The proliferation of online property portals like Rightmove, Zillow and Trulia have pushed real estate sales online, and the likes of eMoov and SpareRoom have long let people share homes through slick sites.  

But a new wave of start-ups such as WeWork, ImpactHub and Club Workspace are now attempting to challenge the commercial property market — worth $13.6 trillion globally.

Property advisers DTZ estimate that up to 8% of global office space is used for co-working. London is the top shared office destination, with more than 800 flexible offices, followed by New York, Berlin, Hong Kong and Shanghai.

Research from the City of London Corporation found that “agile” working — typically with flexible hours and shared desks — is fast becoming the norm in the UK capital.

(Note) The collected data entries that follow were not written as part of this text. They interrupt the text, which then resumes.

PR #7381, opened 2026-02-20
Client settings

DOsinga:
## Summary

Move away from using localStorage

### DIFF
--- a/ui/desktop/src/contexts/ThemeContext.tsx
+++ b/ui/desktop/src/contexts/ThemeContext.tsx
@@ -7,7 +7,6 @@ interface ThemeContextValue {
   userThemePreference: ThemePreference;
   setUserThemePreference: (pref: ThemePreference) => void;
   resolvedTheme: ResolvedTheme;
-  isLoading: boolean;
 }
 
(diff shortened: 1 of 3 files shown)


DOsinga:
Thanks for testing, @zanesq 

>Thanks for tackling this! Tested locally and looks good. Only piece of feedback from goose worth noting is:
Prototype Pollution Protection is Good, But (settings as any)[key] = value is Risky
The validSettingKeys allowlist in main.ts is a good security measure. However, the value parameter is completely unvalidated — a renderer compromise could write arbitrary data structures into any allowed key. For example, writing a massive blob to seenAnnouncementIds or a non-object to keyboardShortcuts.
Recommendation: Consider adding basic type validation per key (e.g., typeof value === 'boolean' for boolean keys, Array.isArray(value) for array keys). Not critical for v1, but worth a TODO.

yeah, I don't know - we're not protecting against an compromised renderer here. even checking the keys seems not all that useful since typescript should protect us. but that is something somebody might override easier, I think.

if you can think of a way to this with introspection rather than explicit, I'd be up for it

PR #7388, opened 2026-02-20
ACP editor tools

jamadeo:
This adds tools to use ACP's [file system](https://agentclientprotocol.com/protocol/file-system) and [terminals](https://agentclientprotocol.com/protocol/terminals) methods to call back to the ACP client to perform file edits and shell commands. It's enabled when the client advertises this capability.

This makes for a nicer experience when using goose over ACP in an editor like Zed.

Before:
https://github.com/user-attachments/assets/c3ee6a05-a4ba-411b-a881-02ae909b6274

After:
https://github.com/user-attachments/assets/247730ee-c83e-454f-b71c-b4b07630305a

### DIFF
--- a/crates/goose/src/agents/extension_manager.rs
+++ b/crates/goose/src/agents/extension_manager.rs
@@ -937,7 +937,6 @@ impl ExtensionManager {
             .collect();
 
         let cancel_token = CancellationToken::default();
-        let num_clients = clients.len();
         let client_futures = clients.into_iter().map(|(name, config, client)| {
             let cancel_token = cancel_token.clone();
             let ext_name = name.clone();
@@ -954,7 +953,7 @@ impl ExtensionManager {
                     }
                 };
 
-                let expose_unprefixed = num_clients == 1 || is_unprefixed_extension(&config);
+                let expose_unprefixed = is_unprefixed_extension(&config);
 
                 loop {
                     for tool in client_tools.tools {


crates/goose-acp/src/tools.rs
```diff
@@ -0,0 +1,404 @@
...
+use rmcp::{
+    model::{CallToolResult, Content, InitializeResult, JsonObject, ListToolsResult, Tool},
+    ErrorData, ServiceError,
+};
+use sacp::{AgentToClient, JrConnectionCx};
+use schemars::{schema_for, JsonSchema};
+use serde::{de::DeserializeOwned, Deserialize, Serialize};
+use tokio_util::sync::CancellationToken;
+
+struct Capabilities {
```
rabi, line 22: Should we not use ClientCapabilities rather than having a separate struct?

crates/goose-acp/src/tools.rs
```diff
@@ -0,0 +1,400 @@
...
+        Ok(CallToolResult::success(vec![Content::text(content)]))
+    }
+
+    async fn write(
+        &self,
+        ctx: &goose::agents::ToolCallContext,
+        params: WriteParams,
+    ) -> Result<CallToolResult, ServiceError> {
+        let path = self.working_dir.join(params.path);
+        let content = read_file(&path, &self.cx, self.session_id.clone()).await?;
```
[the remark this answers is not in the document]
rabi: This seems like a valid concern, no?

crates/goose-acp/src/server.rs
```diff
@@ -343,9 +346,18 @@ impl GooseAcpAgent {
...
+        let exclude_developer = {
+            let capabilities = self.client_capabilities.lock().await;
+            capabilities.terminal
+                || capabilities.fs.read_text_file
+                || capabilities.fs.write_text_file
+        };
         let config_path = self.config_dir.join(CONFIG_YAML_NAME);
         if let Ok(config_file) = Config::new(&config_path, "goose") {
-            let extensions = get_enabled_extensions_with_config(&config_file);
+            let mut extensions = get_enabled_extensions_with_config(&config_file);
```
rabi, line 357: The `exclude_developer` check seems to filter only config-loaded extensions.  If passed via `--with-builtin developer`, it would create duplicate/conflicting tools? Should we remove the --with-builtin flag  completely now that user is expected to enable extensions via config and then we filter based on that?

crates/goose-acp/src/server.rs
```diff
@@ -60,6 +61,7 @@ pub struct GooseAcpAgent {
     goose_mode: goose::config::GooseMode,
     disable_session_naming: bool,
     builtins: Vec<String>,
+    client_capabilities: Mutex<ClientCapabilities>,
```
rabi, line 64: Maybe we use tokio::sync::OnceCell? As it's only set during initialize and then can be read freely?

jamadeo:
> If we all feel this is the way to go, then it's ok. My major reason for not approaching it this way as to not maintaining two different implementations of developer tools. If the plan is to move CLI/GUI to ACP clients, then this duplication is temporary and fine. Otherwise, a `DeveloperBackend` trait with capability-gated backend wiring would atleast keep the tool definitions in sync.

I agree with the reasoning, but one problem which we have now is that the ACP editor methods are a bit more constrained than how the new developer tools work in goose today. For example, if we want all files reads to go through ACP when you are connected to an editor, we would not want goose to read using the shell (`cat`/`head`/etc). But goose's standard developer tools now lack a readFile method entirely, meaning all reads happen with the shell.

This does mean that the tools seen by the model are different when you are using goose with an ACP-enabled editor vs as a standalone agent. And maybe that's okay? Arguably, as a user, I'd expect goose to be more autonomous when run on its own, and more interactive through an editor. But I'm open to arguments in the other direction.

codefromthecrypt:
@jamadeo https://github.com/block/goose/pull/7668 I raised last night swaps out the tool impl but re-uses exactly the same tool defs, so I *think* this balances the debate, correct me if I'm wrong. There's a whole lot more ACP work to complete, so hoping we can close this topic out. There are a lot more complicated things left and time budget is a thing or we'll never get through the spec.

rabi:
> But goose's standard developer tools now lack a readFile method entirely, meaning all reads happen with the shell.

@jamadeo Thanks. Yeah that's why I had implemented the read tool in #6940, so that tools remain the same but we decide how they behave based on the delegate registered.

jamadeo:
most of this is in #7668

PR #7393, opened 2026-02-20
Defer images to avoid interleaving with tool call messages

katzdave:
##  Summary
Fix Anthropic tool_use ids were found without tool_result blocks error when tool responses contain images

- When a tool response includes an image, the OpenAI-compatible format layers (databricks.rs,
openai.rs) must split it into a role: "tool" message (text only, since OpenAI tool messages don't
support images) plus a separate role: "user" message carrying the image. With multiple tool calls
returning images, these user image messages interleave with tool messages, breaking Anthropic's
requirement that all tool_result blocks appear consecutively after the assistant message.
- Add a post-processing pass in both format modules that defers user image messages until after
the tool group completes


jamadeo:
I think this is fixed now though I'm not entirely sure where - tested this with tool calls returning multiple images and multiple tool calls returning images / databricks provider.

Issue #7781, opened 2026-03-10
Weird problem with double quotes in shell on Windows platform.


0xfk0:
**Cannot use double quotes in any windows shell-command.**

See an example:
```
running findstr /n "class MainForm" *.cs

Tool Details
command
findstr /n "class MainForm" *.cs

Output
FINDSTR: Cannot open MainForm"

Command exited with code 1
```

Model tries to use distinct commands to do basic tasks, tries to use powershell. But if the command contains double quotes, command interpreted incorrectly and gives an error.

Looks like word-splitting on spaces exist despite of double quotes. Details unknown.

Due to this bug shell on Windows is mostly unusable. Model can spend up to ten steps to do primitive action like reading a file. Frequently model finishes with writing python-script and running it, or something like this.

[diagnostics_20260310_1.zip](https://github.com/user-attachments/files/25856871/diagnostics_20260310_1.zip)

---

**To Reproduce**
1. Run Goose on windows
2. Ask a model to run the command `findstr /n "word1 word2" *.txt`
3. You will see error message like: `FINDSTR: Cannot open word2"`
4. Pay attention, shell command is split on spaces despite of existing double quotes.

---

**Expected behavior**

Such commands as shown in example must not give an error.

---

**Please provide the following information**
- **OS & Arch:** windows 6.2.9200 x86_64
- **Interface:** UI
- **Version:** 1.27.2
- **Extensions enabled:** developer
- **Provider & Model:** custom_deepinfra – zai-org/GLM-4.7

0xfk0:
I checked out this (https://github.com/fresh3nough/goose/pull/3) branch, and build it:
```
  419  2026-03-10 19:10:41  git checkout fresh3nough/fix/windows-shell-double-quotes-7781
  420  2026-03-10 19:11:05  cargo build --release
  421  2026-03-10 20:15:37  cd ui/desktop
  422  2026-03-10 20:15:39  npm install
  423  2026-03-10 20:41:02  cd ../..
  424  2026-03-10 20:41:41  cargo build --release -p goose-server
  426  2026-03-10 21:06:18  cd -
  429  2026-03-10 21:07:14  xcopy /b ..\..\target\release\goosed.exe src\bin\
  430  2026-03-10 21:07:31  npm run make -- --targets=@electron-forge/maker-zip
```

Now I give following command to the model:
```
Please run shell-command: `findstr /n "word1 word2" *.txt` and provide me results. If shell returns an error please stop immediatelly.
```

And the result is:
[...]

PR #7810, opened 2026-03-11
fix: avoid word splitting by space for windows shell commands (#7781)

0xfk0:
The problem: when running shell-commands on Windows, Goose splits command to words by spaces and when passes every word as a separate argument to command interpreter (cmd.exe).

For example, when model tries to call a command: `find /I "word1 word2" *.txt` this command passed to command interpreter as (each line is a separate argument):

  - `cmd.exe`
  - `/C`
  - `find`
  - `/I`
  - `"word1`
  - `word2"`
  - `*.txt`

Command interpreter (cmd.exe) just passes discrete arguments as is to `find` program. So instead of one argument `find` program accepts a string which is split into two argument. This causes following errors.

Generally, this bug prevents using Goose on Windows (majority of commmands issued by the model include double quotes). Due to this bug model cannot use PowerShell, cannot use quoted file names, etc...

The root cause of the issue is with how command line is constructed:

```rust
let mut command = tokio::process::Command::new("cmd");
command.arg("/C").arg(command_line);
```

Even though `command_line` is passed as a single argument, if it contains spaces and quotes, the way Windows processes command line arguments can still cause issues with quote parsing.

Solution:

here's a Windows-specific method in tokio:process::Command called `raw_arg`:

> __raw_arg__ Available on Windows only.
> Append literal text to the command line without any quoting or escaping.
> This is useful for passing arguments to `cmd.exe /c`, which doesn't follow
> `CommandLineToArgvW` escaping rules.

Now command line arguments for example shown above looks as:

  - `cmd.exe`
  - `/C`
  - `find /I "word1 word2" *.txt`

Issue fixed.

### Type of Change

- [ ] Feature
- [x] Bug fix
- [ ] Refactor / Code quality
- [ ] Performance improvement
- [ ] Documentation
- [ ] Tests
- [ ] Security fix
- [ ] Build / Release
- [ ] Other (specify below)

### AI Assistance

### Related Issues
Relates to #ISSUE_ID  
Discussion: LINK (if any)

Before:  

After:

### DIFF
--- a/crates/goose/src/agents/platform_extensions/developer/shell.rs
+++ b/crates/goose/src/agents/platform_extensions/developer/shell.rs
@@ -266,7 +266,7 @@ fn build_shell_command(command_line: &str) -> tokio::process::Command {
     #[cfg(windows)]
     let mut command = {
         let mut command = tokio::process::Command::new("cmd");
-        command.arg("/C").arg(command_line);
+        command.arg("/C").raw_arg(command_line);
         command
     };
 


DOsinga:
thanks!

PR #7812, opened 2026-03-11
fix: retry on authentication failure with credential refresh

wpfleger96:
## Summary

When goosed gets a 403 from a provider (e.g., Databricks token expired after auto-rotation), it now invalidates the in-memory secrets cache, re-reads `secrets.yaml` from disk, and retries once. Previously, authentication errors were terminal — the session broke with "Invalid access token" and no recovery.

## Context

Databricks tokens auto-rotate every 30 days in AWS Secrets Manager. The Block internal Slackbot fetches the token at pod startup and writes `secrets.yaml`. Goosed caches it in memory forever via `Config::all_secrets()`. When the token rotates while pods are running, goosed uses a stale token and returns 403 to all users.

This fix works with a sidecar container that periodically refreshes `secrets.yaml` from AWS SM. The sidecar keeps the file fresh; this change makes goosed pick up the new credentials on auth failure.

## Changes

- Add `Provider::refresh_credentials()` to the `Provider` trait (`base.rs`) with a default `Err` return — providers opt in by overriding
- `DatabricksProvider` overrides `refresh_credentials()` to invalidate the secrets cache (`databricks.rs`)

London-based Hubble, for instance, runs a matching service for companies seeking small spaces on short-term, flexible contacts with firms looking to sublet.

What has prompted the growth of flexible and co-working? One clue is that more than one-quarter of flexible office tenants are tech companies, mostly start-ups, DTZ says.

 “Co-working is ideal for start-ups and small companies because it offers a cost-effective workspace model and is a great way to expand your network of professional contacts, access invaluable advice and raise the profile of your business” .

Yet it is not just small, entrepreneurial businesses taking co-working mainstream. Large corporations too are increasingly opting for flexible working spaces.